Swiss people believe that the presence of paper bills in the wallet gives a feeling of the real possession of money, which cannot be said about cards. This makes it easier for them to control their expenses and spend less.

One family — 3 accounts

Instead of debating over which type of budget is better for a family, common or separate, the residents of Switzerland found a compromise. They recommend that young couples open 3 bank accounts upon marriage. One of them should be intended for joint mandatory expenses, and the other 2 — for the personal needs of each of the partners, like hobbies or self-development activities.

Thrifty Swiss people turn off Wi-Fi at home.

Unlimited mobile internet is what the young residents of Switzerland choose today. They switch to the appropriate tariff plan, and then simply activate the hotspot on their phone to use the network while working on a laptop or desktop computer. Home Wi-Fi is no longer necessary, and instead of 2 points of internet costs, they only have one.

Local people like to sugar coat reality.

When starting to work, the Swiss try to show their best in front of HR. According to a 2020 study, almost 60% of resumes are not true. Locals sometimes exaggerate their credentials to a potential employer. For example, they will add a short internship at a big company as work experience. It’s quite interesting that the representatives of the older generation turned out to be the most honed job-seekers.

They don’t feel shy about not leaving tips for waiters.

No one will judge a visitor of a restaurant who doesn’t leave any tips to a nice waiter. But when a guest still wants to express gratitude in a special way for the good service, they will simply round up the bill. For example, if lunch costs 14.5 Swiss francs, the visitor will give 15 francs and say, “Keep the change, please.”

You can get female hygiene products for free.

Activists in Switzerland have insisted on installing vending machines with free tampons and pads in schools and universities all over the country. Their goal is to help girls who are caught off guard by a prematurely started period or an empty wallet. Also, the initiators of the project stand for removing the taboo vibe when speaking about specifics of female physiology.

They have chocolate for women in Switzerland.

Residents of Switzerland adore chocolate. The country takes first place in the world in terms of the amount of consumed chocolate. The average resident eats up to 20 lbs of chocolate per year. They also sell chocolate bars that are made especially for women.

According to Swiss chocolate makers, they are able to relieve cramps during menstruation, as they include 17 types of alpine herbs. Specialists in gynecology have confirmed that this chocolate can really be the key to women’s well-being.

Bubble gum is taboo in Switzerland.

Chewing gum loudly is especially annoying for locals. They consider this to be the peak of bad manners. Tourists are recommended to fight the temptation to take their favorite chewing gum out of their pocket and chew it in a public place in Switzerland. It’s better to wait until no one is around and only then chew a piece of gum.

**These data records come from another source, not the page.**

PR #1147, opened 2021-02-25
Add amp-bind optimizer

jridgewell:
See https://github.com/ampproject/amphtml/pull/32851

Part of https://github.com/ampproject/amphtml/issues/27590

### DIFF
--- a/packages/optimizer/lib/DomTransformer.js
+++ b/packages/optimizer/lib/DomTransformer.js
@@ -37,6 +37,7 @@ const TRANSFORMATIONS_AMP_FIRST = [
   // Detect hero image and preload link rel=preload, needs to run after OptimizeImages
   'OptimizeHeroImages',
   // Inject a querySelectorAll query-able i-amphtml-binding attribute on elements with bindings.
+  // This needs to run after AutoExtensionImporter.
   'OptimizeAmpBind',
   // Applies server-side-rendering optimizations
   'ServerSideRendering',
@@ -76,6 +77,7 @@ const TRANSFORMATIONS_PAIRED_AMP = [
   // Detect hero image and preload link rel=preload
   'OptimizeHeroImages',
   // Inject a querySelectorAll query-able i-amphtml-binding attribute on elements with bindings.
+  // This needs to run after AutoExtensionImporter.
   'OptimizeAmpBind',
   // Applies server-side-rendering optimizations
   'ServerSideRendering',
--- a/packages/optimizer/lib/DomTransformer.js
+++ b/packages/optimizer/lib/DomTransformer.js
@@ -36,6 +36,8 @@ const TRANSFORMATIONS_AMP_FIRST = [
   'OptimizeImages',
   // Detect hero image and preload link rel=preload, needs to run after OptimizeImages
   'OptimizeHeroImages',
+  // Inject a querySelectorAll query-able i-amphtml-binding attribute on elements with bindings.
+  'OptimizeAmpBind',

At the same time spitting is the norm.

Residents of Switzerland don’t see anything wrong with spitting on the street. The same thing relates to blowing their nose. Paul N. Bilton, the author of The Xenophobe’s Guide to the Swiss, noted that local people have the skill of blowing their noses extremely loudly and they use it everywhere in public places.

Swiss people blame the “wind” for all their trouble.

Föhn is the name of the wind that sometimes blows from the Alps. By the way, the blow-dryer was named after this wind. While people in other countries often attribute their troubles to magnetic storms, the Swiss blame the Föhn wind for various issues. They use this natural phenomenon to explain their headaches, mood swings, and even car accidents.

Which of these things do you think should be adopted by other countries? Which ones shouldn’t be?